Issue #54, opened 2024-02-29
Admin Tools may detect Tomcat installation even when XWiki is running on another server


ChiuchiuSorin:
In some situations, if the system has Tomcat server installed and the paths for it are correctly configured, when XWiki is running on a Jetty instance, instead of showing a warning message that no compatible server could be found, it detects the Tomcat installation path. The user can then use the application but with incorrect and unexpected behavior.

PR #55, opened 2024-02-29
Admin Tools may detect Tomcat installation even when XWiki is running on another server #54

ChiuchiuSorin:
Added an additional check for the server name to avoid incorrect server identifications.

### DIFF
--- a/application-admintools-default/src/main/java/com/xwiki/admintools/internal/data/identifiers/CurrentServer.java
+++ b/application-admintools-default/src/main/java/com/xwiki/admintools/internal/data/identifiers/CurrentServer.java
@@ -31,6 +31,7 @@ import org.xwiki.component.phase.Initializable;
 import org.xwiki.component.phase.InitializationException;
 
 import com.xwiki.admintools.ServerInfo;
+import com.xwiki.admintools.internal.wikiUsage.UsageDataProvider;
 
 /**
  * Manages the server identifiers and offers endpoints to retrieve info about their paths.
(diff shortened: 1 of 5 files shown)


application-admintools-default/src/main/java/com/xwiki/admintools/internal/data/identifiers/CurrentServer.java
```diff
@@ -93,7 +99,9 @@ public void updateCurrentServer()
     {
         this.currentServerInfo = null;
         for (ServerInfo serverInfo : this.supportedServers.get()) {
-            if (serverInfo.isUsed()) {
+            boolean matchingHint = usageDataProvider.getServerMetadata().get(SERVER_NAME_KEY).toLowerCase()
+                .contains(serverInfo.getComponentHint());
+            if (matchingHint && serverInfo.isUsed()) {
```
trrenty, line 104: It seems to me that `matchingHint` and `serverInfo.isUsed()` do the same thing. The `UsageDataProvider#getServerMetadata` returns the metadata of used servlet container (tomcat/jetty) and `ServerInfo#isUsed` returns whether that specific server is used or not. Am I mistaken? Or are there specific cases in which `#isUsed` method might return false even tho the server is actually running on Tomcat, for example?

ChiuchiuSorin: The functionality between the two is different. The `matchingHint` checks that the `serverInfo` is indeed checking the path for the used server, and the `serverInfo.isUsed()` checks if a path to the identified server is correct. Indeed, with this addition, the name is confusing. I changed from `serverInfo.isUsed()` to `serverInfo.foundServerPath()`.

trrenty (approved):
looks good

### Action item
Up to and including the line with "(diff shortened: 1 of 5 files shown)", restate the records above word for word from the very first line.

### Written response
Issue #54, opened 2024-02-29
Admin Tools may detect Tomcat installation even when XWiki is running on another server


ChiuchiuSorin:
In some situations, if the system has Tomcat server installed and the paths for it are correctly configured, when XWiki is running on a Jetty instance, instead of showing a warning message that no compatible server could be found, it detects the Tomcat installation path. The user can then use the application but with incorrect and unexpected behavior.

PR #55, opened 2024-02-29
Admin Tools may detect Tomcat installation even when XWiki is running on another server #54

ChiuchiuSorin:
Added an additional check for the server name to avoid incorrect server identifications.

### DIFF
--- a/application-admintools-default/src/main/java/com/xwiki/admintools/internal/data/identifiers/CurrentServer.java
+++ b/application-admintools-default/src/main/java/com/xwiki/admintools/internal/data/identifiers/CurrentServer.java
@@ -31,6 +31,7 @@ import org.xwiki.component.phase.Initializable;
 import org.xwiki.component.phase.InitializationException;
 
 import com.xwiki.admintools.ServerInfo;
+import com.xwiki.admintools.internal.wikiUsage.UsageDataProvider;
 
 /**
  * Manages the server identifiers and offers endpoints to retrieve info about their paths.
(diff shortened: 1 of 5 files shown)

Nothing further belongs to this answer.